The Jarrell Tornado: 20 years later, remembering the 27 lives lost

It was a somber anniversary for the City of Jarrell in Williamson County. 

20 years ago, an F5 tornado hit the city, killing 27 people.
               
Sheryl Moehring Steger lost four family members May 27th, 1997 “Keith Moehring my brother, his wife Cindy, Moehring, my nephews Erick and Ryan. They were all in the bathroom of their house, where they were supposed to be. It was just too big and bad of a tornado to survive it. It's a pretty sobering thing to see four caskets all lined up.” The Igo family lost five.

“We lost almost half our family in one afternoon,” said Glenda Igo Maikell.   
               
Peaking at 3/4 of a mile wide, with winds of more than 300-miles per hour, the powerful twister moved across the Double Creek Estates. “There's not really a recovery, you just learn to live with it. It's always there on the edge of your mind and of course this time of year every time you start seeing the video of the tornado that was taken from the highway. My first thought is always they were there; people were dying when they took that video. I know that's what people don't think about,” Maikell said.

The tornado hit at 3:48 in the afternoon: the time left on a clock recovered in the debris.

27 people were killed.

“It was awful, it was sheer devastation out there,” Steger said. 

The entire neighborhood was destroyed.

The only thing remaining of the 38 homes in the Double Creek area after the destructive tornado was the cement slabs they were built on. It's a day many said they want to forget, but the lives lost they always want to remember.

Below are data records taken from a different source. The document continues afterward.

PR #4467, opened 2026-05-23
Handle abs and clamp modifiers only for VOP3A instructions

mikusp:
VOP3B encoding repurposes abs and clamp bits for sdst, so we can only use them with VOP3A instructions. Another one suggested by @raphaelthegreat

### DIFF
--- a/src/shader_recompiler/frontend/decode.cpp
+++ b/src/shader_recompiler/frontend/decode.cpp
@@ -802,11 +802,19 @@ void GcnDecodeContext::decodeInstructionVOP3(uint64_t hexInstruction) {
 
     // update input modifier
     auto& control = m_instruction.control.vop3;
-    for (u32 i = 0; i != 3; ++i) {
-        if (control.abs & (1u << i)) {
-            m_instruction.src[i].input_modifier.abs = true;
-        }
 
+    // update output modifier
+    auto& outputMod = m_instruction.dst[0].output_modifier;
+
+    if (!IsVop3BEncoding(m_instruction.opcode)) {
+        for (u32 i = 0; i != 3; ++i) {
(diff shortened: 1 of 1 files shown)


src/shader_recompiler/frontend/decode.cpp
```diff
@@ -802,11 +802,19 @@ void GcnDecodeContext::decodeInstructionVOP3(uint64_t hexInstruction) {
...
+    // update output modifier
+    auto& outputMod = m_instruction.dst[0].output_modifier;
+
+    if (!IsVop3BEncoding(m_instruction.opcode)) {
+        for (u32 i = 0; i != 3; ++i) {
+            if (control.abs & (1u << i)) {
+                m_instruction.src[i].input_modifier.abs = true;
+            }
+        }
+        outputMod.clamp = static_cast<bool>(control.clmp);
```
squidbus, line 815: What's the source for the clamp bit, I was looking at Vega for example and clamp is still there for VOP3b.

Image

raphaelthegreat: I believe it's bit 11
| VOP3a | VOP3b |
| -------- | ------- |
| image  | Screenshot_20260524_003352  |

mikusp: Sea Islands ISA shows the overlap
Screenshot 2026-05-23 at 23 37 42
Screenshot 2026-05-23 at 23 37 31

squidbus: Hmm okay, I think I got it mixed up with the Neo VOP stuff and thought it wasn't there for Sea Islands, guess I should've checked closer.

squidbus (approved):

PR #4848, opened 2026-08-13
Core: Load guest modules below 4 GiB

sgdc3:
At the moment, modules are mapped starting from 0x800000000. This address lies beyond the SYSTEM_MANAGED_MAX limit (0x7FFFFBFFF), so the modules end up outside the system-managed area to which they belong, and no pointer to them fits within 32 bits.

A title ported from PS3 may contain code that truncates an address to 32 bits, which is harmless on a real console because modules are mapped low, but causes addressing issues here.

Let's map them starting from 0x80000000 as recommended by @raphaelthegreat in #4847

### DIFF
--- a/src/core/module.cpp
+++ b/src/core/module.cpp
@@ -20,7 +20,9 @@ namespace Core {
 
 using EntryFunc = PS4_SYSV_ABI int (*)(size_t args, const void* argp, void* param);
 
-static constexpr u64 ModuleLoadBase = 0x800000000;
+// In the system managed area, and low enough that guest code truncating an address to 32 bits
+// still lands on the right module.
+static constexpr u64 ModuleLoadBase = 0x80000000;
 
 static u64 GetAlignedSize(const elf_program_header& phdr) {
     return (phdr.p_align != 0 ? (phdr.p_memsz + (phdr.p_align - 1)) & ~(phdr.p_align - 1)
--- a/src/core/module.cpp
+++ b/src/core/module.cpp
@@ -20,6 +20,7 @@ namespace Core {
 
 using EntryFunc = PS4_SYSV_ABI int (*)(size_t args, const void* argp, void* param);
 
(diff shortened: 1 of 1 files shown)


StevenMiller123:
This should also fix Final Fantasy XII, which was also expecting addresses to be 32-bit.

StevenMiller123 (commented):
I think it wouldn't hurt to follow the suggestion closer and separate the eboot load address from this.
Specifically, the eboot should load at the lowest possible address, game-supplied modules should use a base address of 0x80000000, and system modules should use a base of 0x800000000 (the current base we use for all of them).

These base addresses come from an old message from @red-prig, I haven't confirmed these for myself or really looked at this recently.

red-prig:
More precisely, eboot.bin always loads at 0x0 00400000, game PRX starts at 0x0 80000000, and system PRX starts at 0x8 000000000.
eboot.bin can be moved to 0x0 80000000 and it will work. Using 0x0 00400000 requires a complex hack, at least on Windows.

raphaelthegreat:
Isnt 0x00400000 only with goldhen running? Otherwise ASLR will pick a random address before 0x80000000? So its fine to pick lowest available address on windows that might be a little higher.

red-prig:
oh yeah exactly, with ASLR enabled this is the interval:[0x400000..0x80000000-size] but only for the ET_SCE_DYNEXEC type

StevenMiller123 (commented):
Seems to work as expected, but it's causing some weird crashes in some of my titles. I think it might be best to load eboots at the game modules base for now, and I'll need to investigate the crashing I'm seeing.

StevenMiller123 (commented):
Apparently the weird crashes were a bug from another PR. Could you revert your most recent change? (sorry for the flip-flopping around on this 😓)
I'll approve once you do that, right now the eboot is mapping too high so Final Fantasy XII is broken again.

PR #4852, opened 2026-08-14
Net: Implement P2P sockets on a real UDP socket

sgdc3:
The current P2PSocket implementation is a stub. Native() returns nothing, so a P2P descriptor cannot be added to an epoll and select() has nothing to wait on; sceNetEpollControl handles every operation by returning an error and printing the `P2P socket cannot be added to epoll (unimplemented)` message in the console and no datagram ever leaves or reaches the machine. A title that runs its netcode over P2P sockets waits forever on readiness that cannot arrive.

This PR gives every host port a real UDP socket. P2PPort owns one socket per (address, port) pair, shared by every vport bound on it, and each datagram carries a 6-byte {dst_vport, src_vport, flags} header. The layout follows RPCS3's, which solves the same problem (there was no reason to re-invent the encapsulation).

The port's receive thread demultiplexes on dst_vport and forwards the payload into a loopback "inbox" socket belonging to the matching endpoint. That inbox is what Native() now returns, so every guest P2P socket owns a real descriptor and the existing epoll & select paths work on it unchanged.

Connect on a datagram socket records the destination instead of discarding it, which sceNetSend needs since it carries no address of its own. And with networking disabled the port binds the loopback only: a title probing its own signaling port still gets its reply without needing an exposed UDP port.

I ran into this with LittleBigPlanet 3, which opens a P2P socket while it is still booting and probes its own signaling port through the loopback. With the current stub implementation the reply never comes back, so the title sits on its connection screen and never reaches the main menu. With a real socket underneath, it does (then crashes due rendering issues).

Scope of testing: one title, on Windows. I have not looked into the stream (SOCK_STREAM_P2P) path, which stays unimplemented.

Disclosure: analysis, debugging and development of this change were done with the help of Claude Code; I reviewed the reasoning and the final change myself before opening this PR.

Given how heavily this one was scaffolded with the help of an LLM, I'm keeping this PR as a draft, I would like to have it read first by anyone with more experience of the shadPS4 codebase, and of the netcode implementation in particular.


Randomuser8219:
No regressions with my titles. LBP3 remains improved.

PR #4856, opened 2026-08-15
Silence the extremely spammy compiler warning after #4804

kalaposfos13:


StevenMiller123 (commented):
I think the static assert for pthread size should be kept in pthreads.h like the mutex one.
Other than that, if this silences the compiler warnings, I'm all for it.

StevenMiller123 (approved):

CMakeLists.txt
```diff
@@ -1377,6 +1377,10 @@ if (WIN32)
     target_sources(shadps4 PRIVATE src/dist/shadps4.rc)
 endif()
 
+if (NOT WIN32)
```
StevenMiller123: Wait a moment, why not WIN32? Is there not a way to deal with these warnings there?

kalaposfos13: Different compiler, different flags, I only added this for Clang, not MSVC.

PR #4857, opened 2026-08-15
video_core: honor STENCILOPVAL for GCN ReplaceOp stencil writes

junminlee2004:
Fixes stale shadow maps, broken alpha blending, missing video output on in-game TVs in inFAMOUS Second Son and First Light and potentially in other games (I think God of War 3 had something similar to this? I don't have it to test though). 

So in Infamous, DB_STENCILREFMASK writes fields test_val and op_val but updatedepthstencilstate() converted it to vulkan dynamic state, which can only use one reference value per face, which always forced the test_val to be used for both compare and write. As such, both front.stencil_test_val and back.stencil_tes_val became the test_val of 0, causing replaceop to always write 0. This gates any pass that requires certain stencil values, which removes the rendering of Reggie, video output on TVs, breaks alpha blending on hair, and since the shadow mask repainted every frame, replaceop writing 0 forever made it so that this is never done per frame, causing the mask to be rasterized and then remain stale, causing this dirty camera lens effect. The fix is to gate which of the two fields get passed to dyanmic_state.SetStencilReferences() with the following rule: if any of the face's stencil ops is replaceop, pass op_val, otherwise, test_val.

before: test_val only ( no gating logic)
stale shadow mask 1

after: gating logic active
fixed shadow mask 1

before: test_val only ( no gating logic)
stale shadow mask 2

after: gating logic active
stale shadow mask 3

### DIFF
--- a/src/video_core/renderer_vulkan/vk_rasterizer.cpp
+++ b/src/video_core/renderer_vulkan/vk_rasterizer.cpp
@@ -1316,7 +1316,23 @@ void Rasterizer::UpdateDepthStencilState() const {
         const auto front = regs.stencil_ref_front;
         const auto back =
             regs.depth_control.backface_enable ? regs.stencil_ref_back : regs.stencil_ref_front;
-        dynamic_state.SetStencilReferences(front.stencil_test_val, back.stencil_test_val);
+        // GCN REPLACE_OP writes DB_STENCILREFMASK.STENCILOPVAL, so a face whose stencil ops
+        // include ReplaceOp takes its Vulkan reference from op_val.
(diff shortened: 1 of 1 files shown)


raphaelthegreat:
What is the stencil compare op? Should probably also check that using the opval as ref doesnt break the stencil check itself and emit a warning if it does

junminlee2004:
In the affected draws, the compare op is Always. The stamp draws test nothing and only write. As for the warning, I actually had it in my  first draft. I'll add it back in.

raphaelthegreat (approved):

“A lot of people don't really want to keep it fresh, and I understand that, your community wants to move on, you don't want to be identified by a tragedy. At the same time for us the families that remain it's very important to keep their memory alive,” Steger said.
               
Dozens gathered Saturday afternoon for a 20th anniversary remembrance ceremony to help those left behind know their loved ones memory will live on forever.  “We just want to remember and have everyone remember our loved ones. They're gone but they not forgotten,” Steger said.